Expression and purification of protein fragments
Recombinant protein fragments were expressed in Escherichia coli BL21(DE3) and purified as described previously (Rezniczek et al., 2004).
Blot overlay assay
Protein fragments were transferred to nitrocellulose membranes after 10% SDS-PAGE. Membranes were blocked with 5% BSA in TBS containing 0.5% Tween 20 and overlaid with 10 μg/ml of proteins in 20 mM Hepes, pH 7.5, 150 mM NaCl, 2 mM MgCl2, 1 mM DTT, and 5% BSA and incubated overnight at 4°C with agitation. Bound proteins were detected by IB using protein- or epitope tag–specific primary and HRP-conjugated secondary antibodies or (in the case of His- and S-tagged fragments) by using the India HIS detection system (Pierce Chemical Co.) and HRP-conjugated S protein (Novagen), respectively.

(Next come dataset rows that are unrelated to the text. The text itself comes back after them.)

PR #1951, opened 2021-01-14
Validate and broadcast voluntary exit, propsoser/attester slashing

### LINKED ISSUE #1944: Broadcast voluntary exit
Implement `/v1/beacon/pool/voluntary_exits` POST api: Submits SignedVoluntaryExit object to node's pool and if passes validation node MUST broadcast it to network.

+ Right now we miss the validation and broadcasting of the voluntary exit to the network through gossip, need to do that at https://github.com/ChainSafe/lodestar/blob/master/packages/lodestar/src/api/impl/beacon/pool/pool.ts#L90
+ Not sure if we want to do the same thing for AttesterSlashing and ProposerSlashing

twoeths:
resolves #1944

### DIFF
--- a/packages/lodestar/src/api/impl/beacon/pool/pool.ts
+++ b/packages/lodestar/src/api/impl/beacon/pool/pool.ts
@@ -5,6 +5,9 @@ import {SignedVoluntaryExit} from "../../../../../../lodestar-types/lib/types/op
 import {IAttestationJob, IBeaconChain} from "../../../../chain";
 import {AttestationError, AttestationErrorCode} from "../../../../chain/errors";
 import {validateGossipAttestation} from "../../../../chain/validation";
+import {validateGossipAttesterSlashing} from "../../../../chain/validation/attesterSlashing";
+import {validateGossipProposerSlashing} from "../../../../chain/validation/proposerSlashing";
+import {validateGossipVoluntaryExit} from "../../../../chain/validation/voluntaryExit";
 import {IBeaconDb} from "../../../../db/api";
 import {INetwork} from "../../../../network";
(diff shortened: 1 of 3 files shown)


packages/lodestar/src/api/impl/beacon/pool/pool.ts
```diff
@@ -71,22 +74,25 @@ export class BeaconPoolApi implements IBeaconPoolApi {
...
   }
 
   public async getProposerSlashings(): Promise<ProposerSlashing[]> {
     return this.db.proposerSlashing.values();
   }
 
   public async submitProposerSlashing(slashing: ProposerSlashing): Promise<void> {
-    await this.db.proposerSlashing.add(slashing);
+    await validateGossipProposerSlashing(this.config, this.chain, this.db, slashing);
+    await Promise.all([this.network.gossip.publishProposerSlashing(slashing), this.db.proposerSlashing.add(slashing)]);
```
wemeetagain, line 87: I think we may want to be 'greedy' with the slashings we receive and not publish them in gossip.

twoeths: what's the reason to do that?  From the spec: `Submits ProposerSlashing object to node's pool and if passes validation node MUST broadcast it to network.`

3xtr4t3rr3str14l: so i guess this issue is tracking this now?
https://github.com/ChainSafe/lodestar/issues/1956

3xtr4t3rr3str14l (approved):

wemeetagain (approved):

Microtiter plate–binding assay
The experimental details of this binding assay have been described previously (Rezniczek et al., 2004). In brief, proteins immobilized on microtiter plates were overlaid with Eu3+-labeled proteins in solution at different concentrations. After washing, the amounts of proteins bound were determined by measuring Eu3+ fluorescence in comparison with a standard.
Online supplemental material
Fig. S1 shows the binding data (blot overlay assays) summarized in the table in Fig. 4 B as well as additional microtiter plate–binding data. Fig. S2 shows immunofluorescence images of tissue sections from wild-type and mdx/utr−/− mice coimmunolabeled with antibodies to plectin and βDG as well as immunoblots of wild-type and mdx/utr−/− muscle lysates using primary antibodies to plectin, dystrophin, utrophin, and βDG.
We thank U. Mayer for providing antibodies to integrin α7B.
This work was supported by the Austrian Science Research Fund grant P17862-B09 (to G. Wiche) and the Wellcome Trust Research Career Development award 042180 (to S.J. Winder).
Abbreviations used in this paper: ABD, actin-binding domain; βDG, β-dystroglycan; DGC, dystrophin–glycoprotein complex; DMD, Duchenne MD; EDL, extensor digitorum longus; IB, immunoblotting; IF, intermediate filament; IFM, immunofluorescence microscopy; IP, immunoprecipitation; MD, muscular dystrophy; MyHC, myosin heavy chain.